**YOUR ASSIGNMENT**
Wherever a line below holds the word "instead", copy that line.

**DATA RECORDS**

----

PR #5224, opened 2026-06-26
linux: add seccomp user notification ioctl constants

fullzer4:
## Description

Add missing `SECCOMP_IOCTL_NOTIF_*` ioctl constants for Linux and Android.

These five ioctl constants are defined in the kernel's `linux/seccomp.h` and are used with the seccomp user notification API. The corresponding structures (`seccomp_notif`, `seccomp_notif_resp`, `seccomp_notif_addfd`) and flags were already added in PR rust-lang/libc#4330, but the ioctl numbers were missing.

All Linux platforms use the same ioctl numbers as they are defined using architecture-independent `_IOWR` and `_IOW` macros with a common magic number.

## Sources

- SECCOMP_IOCTL_NOTIF_* definitions: https://github.com/torvalds/linux/blob/master/include/uapi/linux/seccomp.h#L140-L155
- Related PR rust-lang/libc#4330 (added structures and flags): https://github.com/rust-lang/libc/pull/4330

## Checklist

- [x] Relevant tests in `libc-test/semver` have been updated
- [x] No placeholder or unstable values like `*LAST` or `*MAX` are included
- [x] Constants added to both Linux and Android targets

@rustbot label +stable-nominated

PR #5228, opened 2026-06-28
linux: Add SECCOMP_IOCTL_NOTIF_* ioctl numbers

lu-zero:
The userspace-notification structs and flags are already bound; only [the ioctl numbers][ref] were missing.

[ref]: https://github.com/torvalds/linux/blob/master/include/uapi/linux/seccomp.h#L147-L152


tgross35:
Was wondering why this closed, guess it raced with https://github.com/rust-lang/libc/pull/5224

PR #51, opened 2022-05-26
Fix handling of int32 payload on LongInteger mapping

FrancescoVaiani:
In the case of a server-owned longinteger mapping, Astarte sends an integer number if the value is small enough.
This behavior was not taken into account during the data validation. 
A condition was add in the `eq` function that compares the type of the data received with the mapping type.
Added some tests.

### DIFF
--- a/src/types.rs
+++ b/src/types.rs
@@ -22,6 +22,7 @@ use std::convert::TryInto;
 
 use bson::{Binary, Bson};
 
+use crate::interface::MappingType;
 use crate::AstarteError;
 
 /// Types supported by astarte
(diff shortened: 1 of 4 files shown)


src/types.rs
```diff
@@ -64,6 +64,12 @@ impl PartialEq<crate::interface::MappingType> for AstarteType {
             };
         }
 
+        if other == &crate::interface::MappingType::LongInteger {
```
harlem88, line 67: Specify at top of function the `use` declaration for better readability.
``` Rust
use crate::interface::MappingType 
``` 
....
``` Rust
if other == &MappingType::LongInteger
```

harlem88 (changes requested):

harlem88 (approved):

Annopaolo (approved):

PR #65, opened 2022-08-08
Add Interface after device connection

FrancescoVaiani:
Add the capability to dynamically manipulate the introspection adding an interface after the device connection.

### DIFF
--- a/src/lib.rs
+++ b/src/lib.rs
@@ -40,9 +40,12 @@ use rumqttc::{EventLoop, MqttOptions};
 use std::collections::HashMap;
 use std::convert::TryInto;
 use std::fmt::{self, Debug};
+use std::path::Path;
 use std::sync::Arc;
 use types::AstarteType;
 
+use crate::builder::AstarteBuilderError;
+use crate::interface::traits::Interface as iface;
 pub use interface::Interface;
 
 /// Astarte client
@@ -53,7 +56,7 @@ pub struct AstarteSdk {
     mqtt_options: MqttOptions,
     client: AsyncClient,
     eventloop: Arc<tokio::sync::Mutex<EventLoop>>,
-    interfaces: interfaces::Interfaces,
+    interfaces: Arc<tokio::sync::RwLock<interfaces::Interfaces>>,
     database: Option<Arc<dyn AstarteDatabase + Sync + Send>>,
 }
 
@@ -138,7 +141,9 @@ impl AstarteSdk {
             mqtt_options,
             client,
             eventloop: Arc::new(tokio::sync::Mutex::new(eventloop)),
-            interfaces: interfaces::Interfaces::new(opts.interfaces.clone()),
+            interfaces: Arc::new(tokio::sync::RwLock::new(interfaces::Interfaces::new(
+                opts.interfaces.clone(),
+            ))),
             database: opts.database.clone(),
         };
 
@@ -148,10 +153,8 @@ impl AstarteSdk {
     }
 
     async fn subscribe(&self) -> Result<(), AstarteError> {
-        let ifaces = self
-            .interfaces
-            .interfaces
-            .clone()
+        let ifaces = &self.interfaces.read().await.interfaces;
+        let server_owned_ifaces = ifaces
             .into_iter()
             .filter(|i| i.1.get_ownership() == interface::Ownership::Server);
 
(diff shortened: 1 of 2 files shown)


src/lib.rs
```diff
@@ -339,7 +381,9 @@ impl AstarteSdk {
     }
 
     async fn send_introspection(&self) -> Result<(), AstarteError> {
-        let introspection = self.interfaces.get_introspection_string();
+        let interfaces_arc = self.interfaces.clone();
```
harlem88, line 384: Call this `interfaces_mutex` as all other cases where you cloned the `self.interfaces`.

src/lib.rs
```diff
@@ -599,8 +665,10 @@ impl AstarteSdk {
 
             let data: AstarteType = data.into();
 
-            let mapping = self
-                .interfaces
+            let interfaces_mutex = self.interfaces.clone();
+
```
harlem88, line 669: Remove new line.

src/lib.rs
```diff
@@ -636,8 +704,10 @@ impl AstarteSdk {
...
```
harlem88, line 708: Same above.

harlem88 (changes requested):

harlem88 (approved):

src/lib.rs
```diff
@@ -53,7 +56,7 @@ pub struct AstarteSdk {
     mqtt_options: MqttOptions,
     client: AsyncClient,
     eventloop: Arc<tokio::sync::Mutex<EventLoop>>,
-    interfaces: interfaces::Interfaces,
+    interfaces: Arc<tokio::sync::Mutex<interfaces::Interfaces>>,
```
rbino, line 59: Why are we using `tokio::sync::Mutex` here? [This section](https://docs.rs/tokio/latest/tokio/sync/struct.Mutex.html#which-kind-of-mutex-should-you-use) seems to imply that we would be better off using the one in the standard library or in `parking_lot` (that we already have as indirect dependency).
Moreover, can't we use a `RwLock` instead of a Mutex? I don't think we need to lock it every time we read from it, only when we write to it

rbino (changes requested):

src/lib.rs
```diff
@@ -150,6 +155,8 @@ impl AstarteSdk {
     async fn subscribe(&self) -> Result<(), AstarteError> {
         let ifaces = self
             .interfaces
+            .read()
+            .await
             .interfaces
             .clone()
```
rbino, line 161: Why are interfaces being cloned here? (Was already there but can be fixed nevertheless) I expect that they just have to be read

src/lib.rs
```diff
@@ -206,6 +221,28 @@ impl AstarteSdk {
...
+    pub async fn add_interface(&self, file_path: &str) -> Result<(), AstarteError> {
+        let path = Path::new(file_path);
+        match Interface::from_file(path) {
+            Ok(interface) => {
+                let interfaces_mutex = self.interfaces.clone();
+                let mut interfaces = interfaces_mutex.write().await;
+                let interfaces_map = &mut interfaces.interfaces;
+                if interface.get_ownership() == interface::Ownership::Server {
+                    self.subscribe_server_owned_interface(&interface).await?;
+                }
```
rbino, line 233: This can be moved to _before_ we acquire the lock since it doesn't need to be in the critical section

src/lib.rs
```diff
@@ -206,6 +221,28 @@ impl AstarteSdk {
         Ok(())
     }
 
+    pub async fn add_interface(&self, file_path: &str) -> Result<(), AstarteError> {
+        let path = Path::new(file_path);
+        match Interface::from_file(path) {
+            Ok(interface) => {
+                let interfaces_mutex = self.interfaces.clone();
```
rbino, line 228: Call this `lock` instead of `mutex` to reflect its actual type

rbino (changes requested):

src/lib.rs
FrancescoVaiani: We can avoid the `clone` borrowing `self.interfaces.interfaces`

src/lib.rs
```diff
@@ -148,10 +153,8 @@ impl AstarteSdk {
     }
 
     async fn subscribe(&self) -> Result<(), AstarteError> {
-        let ifaces = self
-            .interfaces
-            .interfaces
-            .clone()
+        let ifaces = &self.interfaces.read().await.interfaces;
+        let ifaces_filter = ifaces
```
rbino, line 157: Call this `server_owned_ifaces` so it's clearer what this represents

src/lib.rs
```diff
@@ -162,18 +165,26 @@ impl AstarteSdk {
...
+            self.subscribe_server_owned_interface(&iface).await?;
         }
 
         Ok(())
     }
 
+    async fn subscribe_server_owned_interface(
+        &self,
+        iface: &Interface,
+    ) -> Result<(), AstarteError> {
```
rbino, line 178: As it is this assumes the caller correctly passes just server owned interfaces, it would probably be a good idea to check it also here and either return an error if the interface is not server owned or print a warning and avoid subscribing to it

rbino (changes requested):

rbino (approved):

bettio (approved):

----

**ANSWER TO THE EXERCISE**
Moreover, can't we use a `RwLock` instead of a Mutex? I don't think we need to lock it every time we read from it, only when we write to it
rbino, line 228: Call this `lock` instead of `mutex` to reflect its actual type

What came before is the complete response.